-- Opening Marker --
PR #395, opened 2025-06-25
Read test files at runtime for development ergonomics

zluda-violet:
Adds the `ptx/ci_build` feature to enable test files to be bundled directly in the executable.

### DIFF
--- a/ptx/src/test/spirv_run/mod.rs
+++ b/ptx/src/test/spirv_run/mod.rs
@@ -20,13 +20,11 @@ macro_rules! read_test_file {
         {
             // CARGO_MANIFEST_DIR is the crate directory (ptx), but file! is relative to the workspace root (and therefore also includes ptx). 
             let mut path = PathBuf::new();
-            println!("{}", file!());
             path.push(env!("CARGO_MANIFEST_DIR"));
             path.pop();
             path.push(file!());
             path.pop();
             path.push($file);
-            println!("{:?}", path);
             std::fs::read_to_string(path).unwrap()
         }
     };
--- a/ptx/src/test/spirv_run/mod.rs
+++ b/ptx/src/test/spirv_run/mod.rs
@@ -20,11 +20,10 @@ macro_rules! read_test_file {
         {
             // CARGO_MANIFEST_DIR is the crate directory (ptx), but file! is relative to the workspace root (and therefore also includes ptx). 
             let mut path = PathBuf::from(env!("CARGO_MANIFEST_DIR"));
-
-            let mut file_dir = PathBuf::from(file!());
-            file_dir.pop();
-
-            path.extend(["..", file_dir.to_str().unwrap(), $file]);
+            path.pop();
+            path.push(file!());
+            path.pop();
+            path.push($file);
             std::fs::read_to_string(path).unwrap()
         }
     };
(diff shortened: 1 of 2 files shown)


ptx/src/test/spirv_run/mod.rs
```diff
@@ -10,38 +10,63 @@ use std::fmt::{self, Debug, Display, Formatter};
...
 use std::ptr;
 use std::str;
 
+#[cfg(not(feature = "ci_build"))]
+macro_rules! read_test_file {
+    ($file:expr) => {
+        {
+            // CARGO_MANIFEST_DIR is the crate directory (ptx), but file! is relative to the workspace root (and therefore also includes ptx). 
+            let mut path = PathBuf::new();
+            println!("{}", file!());
```
vosen: This `println!` and the next one are debugging leftovers?

ptx/src/test/spirv_run/mod.rs
```diff
@@ -10,38 +10,63 @@ use std::fmt::{self, Debug, Display, Formatter};
...
+            path.push(env!("CARGO_MANIFEST_DIR"));
+            path.pop();
```
vosen, line 23: The pop and push sequence seems to be superfluous (push an then pop) in some ways? And can be replaced with `.extend([ ... ])`

vosen (changes requested):

ptx/src/test/spirv_run/mod.rs
zluda-violet: Yes, thanks for catching that. I've removed them.

ptx/src/test/spirv_run/mod.rs
zluda-violet: `PathBuf` has a different interface and semantics than `Vec`. [`push`](https://doc.rust-lang.org/std/path/struct.PathBuf.html#method.push) behaves similarly to `extend`, and that's how it's being used here. It's extending the path by another path. `pop`, on the other hand, is only removing the final component of the `PathBuf`.

To show what's happening for `ld_st_implicit.ptx`:

```
path.push(env!("CARGO_MANIFEST_DIR"));
    => /home/violet/ZLUDA/ptx
path.pop();
    => /home/violet/ZLUDA
path.push(file!());
    => /home/violet/ZLUDA/ptx/src/test/spirv_run/mod.rs
path.pop();
    => /home/violet/ZLUDA/ptx/src/test/spirv_run
path.push($file);
    => /home/violet/ZLUDA/ptx/src/test/spirv_run/ld_st_implicit.ptx
```

vosen: Ah, I did not realize that. Still, how about making this more compact like this:
```
    let mut path = PathBuf::from(env!("CARGO_MANIFEST_DIR"));
    path.extend(["..", file!(), "..", $file]);
```

zluda-violet: `file!()` ends with the filename, and we get an OS error about it not being a directory if we use `..` after it, so we have to use `pop()`. I've changed it so that it uses `pop` just for `file!()`, and `extend` otherwise, but I'm not sure it's much more readable.

vosen: Hmm, it could be `.extend(["..", PathBuf::from(file!()).parent().unwrap().to_str().unwrap(), $file])`, but that's just as bad.
Please revert to the original push and pop sequence, that was much clearer

zluda-violet: Done.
-- Closing Marker --
» TASK TO CARRY OUT:
Read through the entries above, and wherever a line holds the string "home", copy it.

» REPLY:
    => /home/violet/ZLUDA/ptx
    => /home/violet/ZLUDA
    => /home/violet/ZLUDA/ptx/src/test/spirv_run/mod.rs
    => /home/violet/ZLUDA/ptx/src/test/spirv_run
    => /home/violet/ZLUDA/ptx/src/test/spirv_run/ld_st_implicit.ptx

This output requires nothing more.